好家伙,只护卫队就有两千多人,加上亲属、族人等,三千只多不少,在废土,已然是个庞大的数字。
这还只是晋阳一个嫡系分支,她都不敢想主枝那一脉得有多庞大。
管今毓瞧瞧人家几十辆崭新大卡车依次排开,一下就让她想到之前基地搬迁,这排场,规模……大基地的家族果然底蕴深厚,同样遭灾,生活依旧没多大的改变。
哎,看看自己家的小马车,太寒酸咩。
“你说那些车辆拉了多少物资?”管今毓用手肘堆了堆计砚。
“看着多,但其实除了路上用到的食材,多半都是生活物资等。他们这趟主要是护送族里的家眷,像矿石、晶石、能量液、能源石……这类立族之本不会同一批次带走。”
“咦,家里没人,不担心有人捡漏?”管今毓好奇地问道。
“早转移了,我们都出去一个月了。像是矿源地本身就常年有人把守,即便家族搬迁,他们也不会跟着走的。
廖家不会舍弃这边的矿源,而且京市距离这里不算远。最多一年,两基地的路就会彻底打通,运输矿自然不再是问题。”
管今毓没再继续问,打通道路是基地发展的必然趋势,没看去年一年,全国各地的幸存者基地已然恢复了正常通讯。
第二步,自然要恢复交通的。无论是为安全守望相助,还是互通有无,都会迈开这一步。
两人说话间,廖辉朝他们这边走来。
这人看着似乎又强了,展现出来的气度像把即将出鞘的宝剑,锋芒初现。
还真不愧是内定的少家主,就这气势,回了主枝也不会落于人下。她这般想着,就听计砚悠悠道,“廖家这步棋走对了。”
可不是吗?眼见廖辉过来,管今毓下意识挺了挺胸坐直身体,让自己看起来颇有些气度。
计砚嘴角微勾,跟廖辉打了声招呼,“是要出发了吗?”
“嗯。”廖辉和煦的点头,“我带你们过去。”话落,他目光落到管今毓身上,“还没跟你正式道谢。”
他郑重地朝管今毓鞠了个躬,“谢谢,救命之恩,没齿难忘。”
哎哎,可别呀!管今毓哪见过这架势,第一反应就想避开,但这样好像显得自己很小家子气,咱姐以后也是要当人上人的,气势不能低了。
于是挥了挥手,同样诚恳道,“廖主管和我们是合作伙伴,他开口,能帮上我们自然会帮。
也幸好你运气不错,遇上运气不错的我刚好会治疗的伤,这不,皆大欢喜?”
“对,皆大欢喜。”廖辉难得露出一丝笑意。“廖家不缺滋养精神力的异植和药材,有需要你尽管提。”
“好。”
廖辉带着他们一路往前走,直到整支队伍靠前的位置才停下。这可是核心家属才有的待遇,这让管今毓很是受宠若惊。
平日被文荣那帮人怀疑惯了,她竟然有些不适应,总觉得对方背后藏了一把刀。
她把这事悄悄说给计老板听,没得到安慰,反倒得了两个白眼,气得差点将人暴揍一顿。
至于分手?不可能,在她这里只能死没有分手!
女霸总·管姐上线。
话说回来了,廖家护卫队似乎对他们的位置也没意见,就是有些怀疑他们的马儿能否跑得过车。

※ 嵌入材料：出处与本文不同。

Issue #1272, opened 2021-12-27
[RLC] Use title as client type


dw511214992:
I think we should change the client type to the value of `title`, instead of `{value_of_title} + RestClient`. The reasons of doing this change are:

- It is different from other language as they use `{value_of_title}` as client type directly. We should keep consistent with them.
- The value of  `title` is the name of a function which creates client. Most times, the value of `title` is in pascal, which doesn't meet the specification of Typescript code style. For example, [PurviewScanning](https://github.com/Azure/azure-sdk-for-js/blob/main/sdk/purview/purview-scanning-rest/src/purviewScanning.ts#L473).

Suggested Changes:
- Change the client type to the value of `title`.
- Change the name function, which creates client, to `create + {value_of_title}`.

joheredi:
Thanks for sharing your thoughts @dw511214992. In general, I like to use Pascal casing for these client factory functions as it looks cleaner for example

```typescript
const client = PurviewScanning();

//vs

const client = createPurviewScanning();
```

It seems to be common in the JavaScript community to Pascal case these functions, and also would feel more familiar for users familiar with classes, just without the `new`.

Though, this wouldn't impact end-users because they are the default exports, so they can choose how they want to import.

```typescript
import NameOfYourLiking from "@azure-rest/purview-scanning"
```

The way we write documentation and samples would likely inspire our customers.

@bterlson my suggestion is that we keep them as we have today and keep documenting them this way, what do you think?

```typescript
import PurviewScanning from "@azure-rest/purview-scanning"
```

dw511214992:
If we still use the `title` as the client factory name, I think it's better to trim `Client` because it's very strange if the `title` ends with `Client`.
For example, if the value of `title` is `FooClient`, then the client name will be `FooClientRestClient` and the client factory name will be `FooClient`. What do you think about it? @joheredi

joheredi:
@qiaozha do you remember if we added the `Client` suffix recently? I think it should be fine to not suffix with `Client`. @qiaozha do you know if there would be any issues around multi client if we do this?

qiaozha:
> @qiaozha do you remember if we added the `Client` suffix recently? I think it should be fine to not suffix with `Client`. @qiaozha do you know if there would be any issues around multi client if we do this?

I don't remember we added this suffix, I think it's fine to remove it if we did.

joheredi:
[...]

PR #1323, opened 2022-02-22
[RLC] fix-rest-level-client-title-issue

qiaozha:
to fix issue https://github.com/Azure/autorest.typescript/issues/1272


src/generators/indexGenerator.ts
```diff
@@ -36,6 +36,7 @@ export function generateIndexFile(
 function generateRLCIndexForMultiClient(file: SourceFile) {
   const { model } = getSession();
   const clientName = model.language.default.name;
+  const createClientFuncName = `create${normalizeName(clientName, NameType.Class)}`;
```
joheredi, line 39: I would like to keep the factory function name as we had before but without the "Client" suffix. For example `PurviewCatalogClient` -> `PurviewCatalog` (not createPurviewCatalog). It is a common convention to have these factory functions following the pascal casing similar to calling a constructor.

joheredi: If there is a collision with the interface name we could name the interface `PurviewCatalogLike` which seems to be a common convention in TypeScript

src/transforms/samplesTransforms.ts
```diff
@@ -139,13 +139,16 @@ export async function getAllExamples(codeModel: TestCodeModel, clientDetails: Cl
             );
             const parameterTypeName = parameterTypeDetails.typeName;
             let paramAssignment = "";
+            let isAnyTypeBody = false;
             if (methodParameter.parameter.protocol?.http?.["in"] === "body") {
               sample.hasBody = true;
-              sample.bodySchemaName = parameterTypeName;
-              sample.importedTypes?.push(parameterTypeName);
+              sample.bodySchemaName = parameterTypeName;
```
joheredi, line 145: What is the goal of this change?

src/generators/indexGenerator.ts
qiaozha: okay changed.

src/transforms/samplesTransforms.ts
qiaozha: This is trying to fix some bug in the sample generation when the body schema type is any type or any object type, it will still  trying to import this Record<string, unknown> from the client. which doesn't exist at all. 
I guess I will probably need to file another PR for this. Will undo the change in this PR.

joheredi (approved):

甚至有些粗汉子热心地提议他们把咴咴和大黄装车,气得小心眼管咴咴直喷鼻息。
大黄受到前所未有的侮辱,因为这些人压根没提到它。
它保证会给对方一个惊艳的亮相。
管今毓觉得事态发展有些不太妙,这些家伙摆明了要搞事。她记得第一次见到大黄时,人家可单纯了,一把白菜就能引走。
瞧瞧现在,被教的心眼可多了。
就连那两只格外善良的小羊都鬼心眼一箩筐。
说起这个,管今毓就很气,她家管咴咴现在可出息了,瞧瞧这带崽的结果,你能说不好吗?
可太好了——管今毓抹了把心酸泪,算了,这事交给计老板处理吧。
计砚在听到管咴咴几个可能要搞事,非但不着急,还有些兴奋,哦,自豪?那表情仿佛在说‘瞧,我儿子多出息!快回来看啊!’
就很没眼看。
很快,车队就出发了。也不知是有意还是无意的,车速很慢。
基地附近早被清理干净,压根没什么异兽,车速开到最大都不为过,这帮人就是故意的。
管今毓白眼都要翻到天上了,她感觉护卫队这帮人绝对找虐。
果然,管老大不是吃素的。
马蹄一扬起,打了一个弯,就冲出车队,然后自开一道,朝前奔跑。
管今毓和计砚早有准备,稳稳抓住缰绳。
大黄也不甘示弱,拉着牛车紧随其后。计砚和徐胜彪通过气,驾车的是最稳当的五虎。
其他人咋都在车厢里。
管咴咴很轻松就超过了前面一辆车,‘嘶嘶’朝人家叫了一声,继续往前跑。
超过一辆,朝人家驾驶位嘶吼两声,那调调,就算大家听不懂也知道它在骂人,而且骂地很脏。
护卫队:……
人家都上门挑衅了,他们能不比一比吗?
后面的不停地按喇叭,催促前面的开快点,前面的也开始按喇叭,催促更前面的……
很快,队伍就吵成一团,全都是喇叭声。
管今毓也不知道自己今天第几次无语了,“你说他们傻不傻?不会用对讲机吗?呃,没对讲机播个视讯也可以啊啊。”
计砚哑然:“可能太激动了。”
管今毓瘪嘴,“就是傻。”
计砚:“……”
管今毓继续输出,“你现在还觉得廖家这个决定做对了?”
计砚勉强挽尊:“……主要是廖辉。”
“哦,也是。”管今毓对廖辉的观感还是很不错的。
此时管咴咴和计咴咴已经带着马车跑到最前面。他们车厢里没多少东西,拉起来很轻松。
这让习惯负重前行的两匹马整个飘飘然,仿佛要飞起来一般。
很快就将车队甩在后面。大黄一直在后面死死咬着,速度虽没咴咴们快,但耐力绝对够,以致差点惊掉一大波人的下巴。